In March 2021, Arm introduced the next-generation Armv9 architecture with increasingly capable security and artificial intelligence (AI). This was followed by the launch of the new Arm Total Compute solutions in May, which include the first ever Armv9 CPUs. The biggest new feature that developers will see immediately is the enhancement of vector processing. It will enable increased machine learning (ML) and digital signal processing (DSP) capabilities across a wider range of applications. In this blog post, we share the advantages and benefits of version two of the Scalable Vector Extension (SVE2).
Figure 1. Extending Vector Processing for ML and DSP in Armv9 (from Arm Vision Day)
Applications that process large amounts of data can be sped up by taking advantage of parallel execution instructions, known as SIMD (Single Instruction Multiple Data) instructions. SVE was first introduced as an optional extension by Armv8.2 architecture, following the existing Neon technology. SVE2 was introduced for Armv9 CPUs as a feature extension of SVE. The main difference between SVE2 and SVE is the functional coverage of the instruction set. SVE was designed for High Performance Computing (HPC) and ML applications. SVE2 extends the SVE instruction set to enable data-processing domains beyond HPC and ML such as computer vision, multimedia, games, LTE baseband processing, and general-purpose software. We see SVE and SVE2 as an evolution of our SIMD architecture, bringing many useful features beyond those already provided by Neon.
The SVE2 design concept enables developers to write and build software once, then run the same binaries on different AArch64 hardware with various SVE2 vector length implementations, as the name suggests. Since some laptop and mobile devices have different vector lengths, SVE2 can reduce the cost of cross-platform support by sharing code. Removing the requirement to rebuild binaries allows software to be ported more easily. The scalability and portability of the binaries means that developers do not have to know and care about the vector length for their target devices. This particular benefit of SVE2 is more effective when the software is shared across platforms or used over an extended period of time.

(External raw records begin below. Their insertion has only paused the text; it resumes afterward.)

PR #3168, opened 2026-05-21
feat: hide API key section in Account Settings when API_ENABLED=false

### LINKED ISSUE #3115: Hide API key section in Account Settings when API_ENABLED=false
When `API_ENABLED=false`, the API routes correctly return 404. But the "API Key" section in Account Settings is still visible.

Users see a key, copy it, try to use it, and get a 404 with no explanation. There's nothing in the UI that tells them the API is disabled.

Would be good if the section was hidden when `API_ENABLED=false`. Alternatively, a short message saying "the API is disabled for this instance" would also work.

## Steps to reproduce

1. Set `API_ENABLED=false`
2. Log in as any user
3. Open Account Settings — the API key section is still there

syphernl:
## Summary

- Exposes `api_enabled` from the Ruby config serializer to the frontend bootstrap payload
- Adds `api_enabled` to the Zod bootstrap schema (default: `true`)
- In Account Settings → API tab: shows a notice instead of the key form when the API is disabled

In addition to that, SVE2 produces more concise and easier to understand assembler code than Neon. This significantly reduces the complexity of the generated code, making it easier to develop and easier to maintain. This provides an overall better developer experience.
So, how can you make the most of SVE2? There are several ways to write or generate SVE2 code:A library that uses SVE2
1) A library that uses SVE2
2) SVE2-enabled Compiler
3) SVE2 Intrinsics in C/C++
#include <arm_sve.h> void saxpy(const float x[], float y[], float a, int n) { for (int i = 0; i < n; i += svcntw()) { svbool_t pg = svwhilelt_b32(i, n); svfloat32_t vec_x = svld1(pg, &x[i]); svfloat32_t vec_y = svld1(pg, &y[i]); vy = svmla_x(pg, vy, vx, a); svst1(pg, &y[i], vy); } }
Code 1. SVE2 Intrinsic Example
4) SVE2 Assembly
ld1w { z0.s }, p0/z, [x1, x8, lsl #2] ld1w { z1.s }, p0/z, [x2, x8, lsl #2] sub z0.s, z0.s, z1.s st1w { z0.s }, p0, [x0, x8, lsl #2] incw x8 whilelo p0.s, x8, x9 b.mi .LBB0_1
Code 2. SVE2 Assembly Example
If there are SVE2-enabled libraries that provide the functionality you need, then using them may be the easiest option. Assembly can generally give impressive performance for certain applications, but it is more difficult to write and maintain due to register management and readability. Another alternative approach is to use intrinsics, which generates appropriate SVE2 instructions and allows functions to be called from C/C++ code, thus improving readability. In addition to libraries and intrinsics, SVE2 allows you to let compilers auto-vectorize code, improving ease of use while maintaining high performance. More information about how to program for SVE2 can be found on this Arm Developer page.
SVE2 not only makes vector length scalable, but also has many other features. In this section, we will show you some examples of the benefit of using SVE2 and some of the new instructions that have been added.
Non-linear data-access patterns are common in a variety of applications. Many existing SIMD algorithms spend a lot of time re-arranging data structures into a vectorizable form. SVE2’s gather-load and scatter-store allows direct data transfer between non-contiguous memory locations and SVE2 registers.
Figure 2. Gather-Load and Scatter-Store
An example of a process that can benefit from this is FFT (Fast Fourier Transform). This operation is useful in many fields such as image compression and wireless communications. This scatter-store feature is ideal for the butterfly operation addressing used in FFT.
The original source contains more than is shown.